- ASSIGNED TASK
Using the records below, find every line that includes "documentation" and copy it.

- Extracted records
PR #417, opened 2026-03-04
Support left preconditioning in GMRES 

kakeueda:
## Description

 This change allows users to solve a left-preconditioned system $M^{-1}Ax = M^{-1}b$ using GMRES. It also adds a PreconditionerUserMatrix class.

@JeffZ594 My understanding is that we eventually want to add regularization to the GMRES solvers. We can follow up with another PR that adds regularization support with testTripsProblem.

 ## Proposed changes
 
- Updated GMRES to support left preconditioning.
- Added a PreconditionerUserMatrix class so users can define $M^{-1}$ explicitly.
- Added unit tests for lu and usermatrix preconditioners.
- Added a new command line option `-p left (or right)` for the GMRES solver (default: right).
 
 ## Checklist 

     - [x] CPU backend
     - [x] CUDA backend
     - [x] HIP backend
     - [x] CPU backend
     - [x] CUDA backend
     - [x] HIP backend
 
 ## Further comments
 
Non-flexible GMRES only. If FGMRES is selected with `-p left`, the solver reports an error.


JeffZ594:
@kakeueda 

Thank you for making the unit tests for the preconditioners! I have code that implements regularization in Eigen that needs to be translated that would be better for testTripsProblem. I think these tests work better for testing just the preconditioners.

kakeueda:
> @kakeueda
> 
> Thank you for making the unit tests for the preconditioners! I have code that implements regularization in Eigen that needs to be translated that would be better for testTripsProblem. I think these tests work better for testing just the preconditioners.

Sure, let me first finish this PR and I'll take a look at your implementation .
@pelesh Are you okay with adding Eigen as a new dependency?

JeffZ594:
@kakeueda I believe Dr Peles does not want to use Eigen as a dependency. Right now I only use Eigen to calculate the SVD of the Hessenberg Matrix for GMRES but I believe there are alternatives like LAPACK that can also do this.

pelesh:
> @kakeueda I believe Dr Peles does not want to use Eigen as a dependency. Right now I only use Eigen to calculate the SVD of the Hessenberg Matrix for GMRES but I believe there are alternatives like LAPACK that can also do this.

Hessenberg matrix is dense, so SVD from LAPACK should work in this case. I wouldn't add Eigen as a dependency unless there is compelling enough reason to do so.

kakeueda:
For now the default behavior for left preconditioning is to use the preconditioned residual $||M^{-1}(b - Ax)||$ for convergence check and the true residual $||(b - Ax)||$ for monitoring (final_residual_norm_ stores this).

kakeueda:
This is outside the scope of this PR but 'solve()' in GMRES is starting to get a bit cluttered. It might be worth considering adding a base GMRES class and having the current RandFGMRES and regularized GMRES derive from it. We could also clean up the convergence check for GMRES which I believe this was mentioned before.

resolve/LinSolverIterativeFGMRES.cpp
```diff
@@ -284,12 +347,18 @@ namespace ReSolve
...
+        if (preconditioner_->getSide() == "right")
+        {
+          // The correction is M^{-1}*vec_z for right preconditioning
+          preconditioner_->apply(&vec_z, &vec_v);
+          // Add the correction to x
+          vector_handler_->axpy(ONE, &vec_v, x, memspace_);
+        }
+        else
+        {
+          // Add the correction to x directry for left preconditioning
```
shakedregev:
```suggestion
          // Add the correction to x directly for left preconditioning.
```
Spelling correction.

resolve/LinSolverIterativeRandFGMRES.cpp
```diff
@@ -352,12 +413,18 @@ namespace ReSolve
...
+        if (preconditioner_->getSide() == "right")
+        {
+          // The correction is M^{-1}*vec_z for right preconditioning
+          preconditioner_->apply(&vec_z, &vec_v);
+          // Add the correction to x
+          vector_handler_->axpy(ONE, &vec_v, x, memspace_);
+        }
+        else
+        {
+          // Add the correction to x directry for left preconditioning
```
shakedregev:
```suggestion
          // Add the correction to x directly for left preconditioning.
```

resolve/LinSolverIterativeRandFGMRES.cpp
```diff
@@ -392,15 +466,16 @@ namespace ReSolve
 
       if (!outer_flag)
       {
-        rnorm = vector_handler_->dot(vec_V_, vec_V_, memspace_);
-        // rnorm = ||V_0||
-        rnorm = std::sqrt(rnorm);
+        // true rnorm = ||b - A*x||
+        true_rnorm = vector_handler_->dot(vec_V_, vec_V_, memspace_);
+        true_rnorm = std::sqrt(true_rnorm);
```
shakedregev: maybe we should change this to `true_res_norm`? `r` can be anything, it's not clear from context (and there's no separator from norm)

tests/unit/preconditioner/PreconditionerUserMatrixTests.hpp
```diff
@@ -0,0 +1,187 @@
...
+          status *= false;
+        }
+
+        return status.report(__func__);
+      }
+
+      /**
+       * @brief Test apply() performs correct matvec with B.
+       *
+       * B = diag(2, 3, 4), x = [1, 1, 1]^T => y = [2, 3, 4]^T.
```
shakedregev: Why tranpose?

shakedregev (commented):
Some minor comments. I need to test and I will change this to approve.

shakedregev (approved):
Great work.

resolve/LinSolverIterativeRandFGMRES.cpp
kakeueda: Agree, also changed bnorm to rhs_norm

tests/unit/preconditioner/PreconditionerUserMatrixTests.hpp
kakeueda: It was meant to show a column vector, but maybe unnecessary

kakeueda:
returned 503: Egress is over the account limit.

I got this error in the test. Any idea what might be causing this? @pelesh

nkoukpaizan:
> returned 503: Egress is over the account limit.
> 
> I got this error in the test. Any idea what might be causing this? @pelesh

Looks like a temporary failure in GH-Actions. It's working now!

tests/unit/preconditioner/PreconditionerUserMatrixTests.hpp
shakedregev: Worse, it's misleading. Vectors are by default column, unless you put a transpose. That's what didn't make sense to me. I knew it had to be a column, but this is the convention for row.

resolve/LinSolverIterativeFGMRES.cpp
```diff
@@ -130,21 +139,51 @@ namespace ReSolve
...
+      vec_v.setData(rhs->getData(memspace_), memspace_);
+      preconditioner_->apply(&vec_v, &vec_z);
+      rhs_norm = vector_handler_->dot(&vec_z, &vec_z, memspace_);
+      rhs_norm = std::sqrt(rhs_norm);
+    }
+    else
+    {
+      res_norm = true_res_norm;
+      rhs_norm = true_rhs_norm;
+    }
```
pelesh: Why is left preconditioner not applied to flexible GMRES?

resolve/LinSolverIterativeFGMRES.cpp
```diff
@@ -130,21 +139,51 @@ namespace ReSolve
...
+    {
+      // Left-preconditioned residual norm ||M^{-1}*(b - A*x0)||
+      preconditioner_->apply(&vec_v, &vec_z);
+      vec_v.copyFromExternal(&vec_z, memspace_, memspace_);
+      res_norm = vector_handler_->dot(vec_V_, vec_V_, memspace_);
+      res_norm = std::sqrt(res_norm);
+
+      // Left-preconditioned right-hand side norm ||M^{-1}*b||
+      vec_v.setData(rhs->getData(memspace_), memspace_);
+      preconditioner_->apply(&vec_v, &vec_z);
```
pelesh: Why use `setData` function here? This method will be removed and should not be used in new contributions.

resolve/LinSolverIterativeFGMRES.cpp
```diff
@@ -284,37 +347,57 @@ namespace ReSolve
...
           vector_handler_->axpy(h_rs_[j], &vec_v, &vec_z, memspace_);
         }
-        // now multiply d_Z by precon
-
-        vec_v.setData(vec_V_->getData(memspace_), memspace_);
-        this->precV(&vec_z, &vec_v);
-        // and add to x
-        vector_handler_->axpy(ONE, &vec_v, x, memspace_);
+        if (preconditioner_->getSide() == "right")
+        {
```
pelesh: It is safer to use here enums instead of strings.

resolve/LinSolverIterativeRandFGMRES.cpp
```diff
@@ -147,9 +154,11 @@ namespace ReSolve
...
     int        k1;
 
-    real_type   t;
-    real_type   rnorm;
-    real_type   bnorm;
+    real_type   t             = 0.0;
+    real_type   res_norm      = 0.0;
+    real_type   rhs_norm      = 0.0;
+    real_type   true_res_norm = 0.0;
+    real_type   true_rhs_norm = 0.0;
```
pelesh: What is "true" residual norm? This needs to be documented in the code.

resolve/LinSolverIterativeRandFGMRES.cpp
```diff
@@ -244,14 +280,39 @@ namespace ReSolve
...
+          mem_.deviceSynchronize();
 
-        matrix_handler_->matvec(A_, &vec_z, &vec_v, &ONE, &ZERO, memspace_);
+          vec_v.setData(vec_V_->getData(i + 1, memspace_), memspace_);
+          matrix_handler_->matvec(A_, &vec_z, &vec_v, &ONE, &ZERO, memspace_);
+        }
+        else
+        {
+          if (preconditioner_->getSide() == "right")
+          {
```
pelesh: I suggest using sitch statement and enums instead of strings and if-else statements here.

resolve/LinSolverIterativeRandFGMRES.cpp
```diff
@@ -352,16 +413,22 @@ namespace ReSolve
...
+        {
+          // The correction is M^{-1}*vec_z for right preconditioning
+          preconditioner_->apply(&vec_z, &vec_v);
+          // Add the correction to x
+          vector_handler_->axpy(ONE, &vec_v, x, memspace_);
+        }
+        else
+        {
+          // Add the correction to x directly for left preconditioning.
+          vector_handler_->axpy(ONE, &vec_z, x, memspace_);
```
pelesh: The comments in the code need to be more specific explaining steps clearly.

resolve/LinSolverIterativeRandFGMRES.cpp
```diff
@@ -385,22 +459,23 @@ namespace ReSolve
...
+        true_res_norm = std::sqrt(true_res_norm);
 
         io::Logger::misc() << "End of cycle, COMPUTED norm of residual "
                            << std::scientific << std::setprecision(16)
-                           << rnorm << "\n";
+                           << true_res_norm << "\n";
 
-        final_residual_norm_ = rnorm / bnorm; // relative residual norm
+        // Report the true relative residual norm
+        final_residual_norm_ = true_res_norm / true_rhs_norm;
```
pelesh, line 496: Really need to explain what is "true" residual norm.

tests/functionality/CMakeLists.txt
```diff
@@ -182,6 +182,22 @@ add_test(NAME sys_gmres_mgspm_test
...
+                 "randgmres" "-g" "mgs" "-s" "count" "-p" "left"
+)
+add_test(NAME sys_gmres_left_cgs2_test
+         COMMAND $<TARGET_FILE:sys_rand_gmres_test.exe> "-x" "no" "-i" "fgmres"
+                 "-g" "cgs2" "-p" "left"
+)
+add_test(NAME sys_gmres_left_mgs_test
+         COMMAND $<TARGET_FILE:sys_rand_gmres_test.exe> "-x" "no" "-i" "fgmres"
+                 "-g" "mgs" "-p" "left"
+)
```
pelesh, line 226: We should consider adding more combinations of different preconditioners and other solver options.

pelesh (changes requested):
Very nice work and good testing coverage of the new preconditioner features. A few things that need to be done before we merge this:
- The GMRES code needs to be better commented to explain the workflow.
- Use enums instead of strings to select preconditioner type.
- There should be a warning message if user tries to use e.g. FGMRES with unsupported preconditioner and the preconditioner choice should fall back to default.

Also see some more specific comments below.

resolve/LinSolverIterativeFGMRES.cpp
kakeueda: FGMRES is generally defined as a right-preconditioned method. Please see Section 9.4 (https://www.mat.uc.pt/~alma/aulas/NewTrends/Books/Saad.pd). One difficulty with left preconditioning in the flexible setting is that the residual $M^{-1}(Ax-b)$ can change at each iteration as the preconditioner changes. petsc also supports only right preconditioning for FGMRES.

resolve/LinSolverIterativeRandFGMRES.cpp
kakeueda: Added documentation explaining what the true residual is. This separates the residual used for convergence checking from the residual reported to the user. For right preconditioning the true residual $Ax - b$ is used for both, but for left preconditioning the preconditioned residual $M^{-1}(Ax - b)$ is used for convergence checking, while $Ax - b$ is still reported so users can monitor the residual of the original system $Ax = b$. We could also add an option to report the preconditioned residual but not the scope of this PR because TestHelper would also need to be updated to compute the preconditioned residual.

kakeueda:
@pelesh Thank you for your suggestions. 
1. Replaced std::string with an enum for the preconditioning side
2. Improved the comments explaining the workflow and residuals 
3. More tests are added for left preconditioning
4. Changed the behavior to fall back to the default option (right) instead of throwing an error when FGMRES and left preconditioning are selected.

resolve/LinSolverIterativeFGMRES.cpp
kakeueda: Is there currently an equivalent to setData that we should use instead?
I thought we would still need setData because vec_v should be a view into the multivector vec_V_, not a copy.

shakedregev:
@pelesh - can you confirm that your concerns are addressed so we can merge this?

shakedregev:
@JeffZ594 - It would be better if a user uses an incompatible preconditioner with FGMRES to throw an error. An incompatible preconditioner and solver likely means an error in preconditioner construction or calling the wrong preconditioner or solver. Can you fix this?

shakedregev (changes requested):
Please ensure that the preconditioner and solver are compatible. If not, throw an error.
Do not assume a default right preconditioner. The options should be `left`, `right` or throw an error.

Having defaults is good, to not overburden the user. But if the user specifies an input, and it's invalid, that usually means an error in the logic.

kakeueda:
> Please ensure that the preconditioner and solver are compatible. If not, throw an error. Do not assume a default right preconditioner. The options should be `left`, `right` or throw an error.
> 
> Having defaults is good, to not overburden the user. But if the user specifies an input, and it's invalid, that usually means an error in the logic.

Yes, I also think the solver should not run against the user's input. Changed the behavior to throw an error when the solver and preconditioner are incompatible.

resolve/LinSolverIterativeFGMRES.cpp
pelesh: It is not clear to me why you need `vec_v` to begin with. Can't you just use
```c++
preconditioner_->apply(&rhs, &vec_z);
```
?

resolve/LinSolverIterativeRandFGMRES.cpp
pelesh: In this case, if the string says "middle", it will still be interpreted as left preconditioner.

resolve/LinSolverIterativeFGMRES.cpp
kakeueda: You’re right! It was redundant to begin with

resolve/LinSolverIterativeRandFGMRES.cpp
kakeueda: This has already been addressed in the latest commit using a switch statement. If an user uses anything other than "right" or "left", it'll throw an error

resolve/LinSolverIterativeFGMRES.cpp
kakeueda: All tests passed without `vec_v`.

tests/functionality/CMakeLists.txt
pelesh: I guess we can merge without this requirement, but we do need better test coverage.

JeffZ594: I believe that the tests with the solver options are comprehensive for the default preconditioner being used from the left. I can add an option to use $A^T$ as a preconditioner within sys_rand_gmres_test.exe to test the user defined preconditioner. @pelesh were you looking for something like this or a brand new test?

pelesh: Eventually we need to test every single combination of solver, GS and preconditioner. I would leave that part out of this PR.

pelesh:
I think this is ready to merge. Let's rebase and re-run all tests.

shakedregev (approved):
All test pass except Cholesky on HIP. This is a known bug that will be fixed after merging #421.

PR #421, opened 2026-05-15
Andrew/sccg and matrix class

andrewxu319:
## Description
 
 
 
 
 
  

Implemented Schur complement conjugate gradient and Matrix parent class.

 ## Proposed changes
 
Added a CPU implementation of Schur complement conjugate gradient similar to the [HyKKT implementation](https://github.com/ORNL/hykkt/blob/develop/src/SchurComplementConjugateGradient.cpp), along with a basic test that will need to be completed later. The current test is a modified copy of the tests in the HyKKT implementation, which uses a set of test matrix files.

Created a Matrix class that is a parent of Sparse and, in the future, other matrix representations. The Matrix class is designed to act as an interface for matrices generally and has wrappers for matrix operations implemented in MatrixHandler.

@shakedregev 
 
 
 ## Checklist
 
 
 

     - [x] CPU backend
     - [x] CUDA backend
     - [x] HIP backend
     - [x] CPU backend
     - [x] CUDA backend
     - [x] HIP backend
 
 ## Further comments


pelesh (dismissed):
Very nice work, thank you. Please remove `matrix::Matrix` class so we can merge this.

pelesh:
Some tests failing, need to fix that, as well. Setting this to draft PR until blocker issues are resolved.

tests/unit/hykkt/HykktSCCGTests.hpp
```diff
@@ -0,0 +1,150 @@
...
+        sccg.addVectorInfo(x0, b);
+        sccg.setup();
+        sccg.solve();
+
+        // // //
+        // real_type* x0_output_data = x0.getData(0, memspace_);
+        // for (index_type i = 0; i < n; i++) {
+        //   std::cout << x0_output_data[i] << ", ";
+        // }
+        // // //
```
shakedregev:
```suggestion
```

shakedregev (commented):
Agree with Slaven's comments. Make sure all previous tests pass. 
Slaven and I discussed yesterday and decided we don't need a matrix parent class. Sorry for the confusion.
Please pull my change before continuing.

andrewxu319:
Done--removed the Matrix class, and it's passing all of the tests.

resolve/hykkt/sccg/CMakeLists.txt
```diff
@@ -0,0 +1,40 @@
...
+
+target_include_directories(
+  resolve_hykkt_spgemm PUBLIC ${SUITESPARSE_INCLUDE_DIR}
+)
+
+if(RESOLVE_USE_CUDA)
+  target_sources(resolve_hykkt_sccg PRIVATE ${Matrix_CUDASDK_SRC})
+  target_link_libraries(resolve_hykkt_sccg PUBLIC resolve_backend_cuda)
+endif()
+
```
shakedregev, line 22:
```suggestion

# Link to HIP ReSolve backend if HIP is support enabled

```

shakedregev:
> Done--removed the Matrix class, and it's passing all of the tests.

Good work on this. I made a small correction. I tested the codes on CUDA and HIP and the good news is that at least the old tests are still passsing. Before we merge this, can you do the HIP/CUDA implementation as well? It's not working currently.

shakedregev (approved):
Good work on this, I think it's ready for merging.

resolve/matrix/io.cpp
```diff
@@ -736,7 +736,13 @@ namespace ReSolve
...
     {
       std::list<MatrixElementTriplet>::iterator it = tmp.begin();
-      while (it != tmp.end())
+
+      if (it == tmp.end())
+      {
+        return 0;
+      }
+
+      while (it != std::prev(tmp.end()))
```
pelesh, line 747: Put comments to explain what is going on here. This code looks a little cryptic.

resolve/matrix/MatrixHandlerCuda.cpp
```diff
@@ -76,17 +76,23 @@ namespace ReSolve
     // result = alpha *A*x + beta * result
     cusparseStatus_t     status;
     cusparseDnVecDescr_t vecx = workspace_->getVecX();
-    cusparseCreateDnVec(&vecx, A->getNumRows(), vec_x->getData(memory::DEVICE), CUDA_R_64F);
+    cusparseCreateDnVec(&vecx, A->getNumColumns(), vec_x->getData(memory::DEVICE), CUDA_R_64F);
```
pelesh, line 85: This is pretty big change. Needs explanation and comments in the code.

resolve/matrix/MatrixHandlerCuda.cpp
```diff
@@ -76,17 +76,23 @@ namespace ReSolve
...
 
-    cusparseSpMatDescr_t matA = workspace_->getSpmvMatrixDescriptor();
-
-    void*            buffer_spmv     = workspace_->getSpmvBuffer();
     cusparseHandle_t handle_cusparse = workspace_->getCusparseHandle();
-    if (values_changed_)
+    // Rebuild cached SpMV setup if the matrix object or dimensions changed.
+    bool matrix_changed = (matrix_for_matvec_ != A) || (matvec_num_rows_ != A->getNumRows()) || (matvec_num_cols_ != A->getNumColumns()) || (matvec_nnz_ != A->getNnz());
+    if (matrix_changed || values_changed_)
+    {
```
pelesh: Break this line per style guidelines.

resolve/matrix/MatrixHandlerCuda.hpp
```diff
@@ -56,7 +56,12 @@ namespace ReSolve
 
   private:
     LinAlgWorkspaceCUDA* workspace_{nullptr};
-    bool                 values_changed_{true}; ///< needed for matvec
+    bool                 values_changed_{true}; ///< Flag to indicate if matrix values changed since the cached SpMV setup.
+
+    matrix::Sparse* matrix_for_matvec_{nullptr}; ///< Matrix used for cached SpMV setup.
+    index_type      matvec_num_rows_{0};         ///< Number of rows in cached SpMV matrix.
+    index_type      matvec_num_cols_{0};         ///< Number of columns in cached SpMV matrix.
+    index_type      matvec_nnz_{0};              ///< Number of nonzeros in cached SpMV matrix.
```
pelesh, line 67: Why is matrix cached to begin with?

resolve/matrix/MatrixHandlerHip.cpp
```diff
@@ -78,6 +78,13 @@ namespace ReSolve
 
     rocsparse_handle handle_rocsparse = workspace_->getRocsparseHandle();
 
+    // Rebuild cached SpMV setup if the matrix object or dimensions changed.
+    bool matrix_changed = (matrix_for_matvec_ != A) || (matvec_num_rows_ != A->getNumRows()) || (matvec_num_cols_ != A->getNumColumns()) || (matvec_nnz_ != A->getNnz());
+    if (matrix_changed || values_changed_)
+    {
+      workspace_->resetMatvecSetup();
+    }
```
pelesh: Break the long line.

tests/unit/hykkt/HykktSCCGTests.hpp
```diff
@@ -0,0 +1,170 @@
...
+       * The test fixture uses caller-provided matrix and vector handlers so the same test can be run with CPU, CUDA, or HIP backends.
+       *
+       * @param[in] memspace Memory space for the test (HOST or DEVICE).
+       * @param[in] matrix_handler Reference to a matrix handler for the selected backend.
+       * @param[in] vector_handler Reference to a vector handler for the selected backend.
+       * @param[in] generator Reference to a C++ random number generator.
+       */
+      HykktSchurComplementConjugateGradientTests(memory::MemorySpace memspace, MatrixHandler& matrix_handler, VectorHandler& vector_handler, std::mt19937& generator)
+        : memspace_(memspace), matrix_handler_(matrix_handler), vector_handler_(vector_handler), generator_(generator)
+      {
```
pelesh: Break long lines per style guidelines.

pelesh (dismissed):
Good work, some minor documentation (code commenting) and style issues need to be resolved before merging.

resolve/matrix/MatrixHandlerCuda.cpp
tamar-dewilde: This change comes from the dimensions of SpMV. If A is m x n, then in y = A*x, x has length n, and y has length m, so the input vector descriptor should use the matrix column count, while the output vector descriptor should use the row count. In the SCCG path I observed that JC and JC^T can be rectangular, so using `getNumRows()` for the input vector only works when the matrix happens to be square. Adjusted comments in code to clarify.

resolve/matrix/MatrixHandlerCuda.hpp
tamar-dewilde: SpMV itself does not need caching to work. Another option would be to rebuild the setup every time `matvec()` is called. I added the matrix tracking because the GPU workspace reuses the SpMV setup between calls. Since SCCG can use different matrices like JC and JC^T, the cached setup may not match the next matrix passed into `matvec()`. The tracking lets the handler detect that and reset the setup when the matrix changes. So the cache is mainly to avoid extra setup work, and the tracking makes that reuse safe. (edited for clarity after rereading an area I misinterpreted let me know if this implementation should be changed)

tests/unit/hykkt/HykktSCCGTests.hpp
andrewxu319: All requested changes completed.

- ANSWER TO THE EXERCISE
kakeueda: Added documentation explaining what the true residual is. This separates the residual used for convergence checking from the residual reported to the user. For right preconditioning the true residual $Ax - b$ is used for both, but for left preconditioning the preconditioned residual $M^{-1}(Ax - b)$ is used for convergence checking, while $Ax - b$ is still reported so users can monitor the residual of the original system $Ax = b$. We could also add an option to report the preconditioned residual but not the scope of this PR because TestHelper would also need to be updated to compute the preconditioned residual.
Good work, some minor documentation (code commenting) and style issues need to be resolved before merging.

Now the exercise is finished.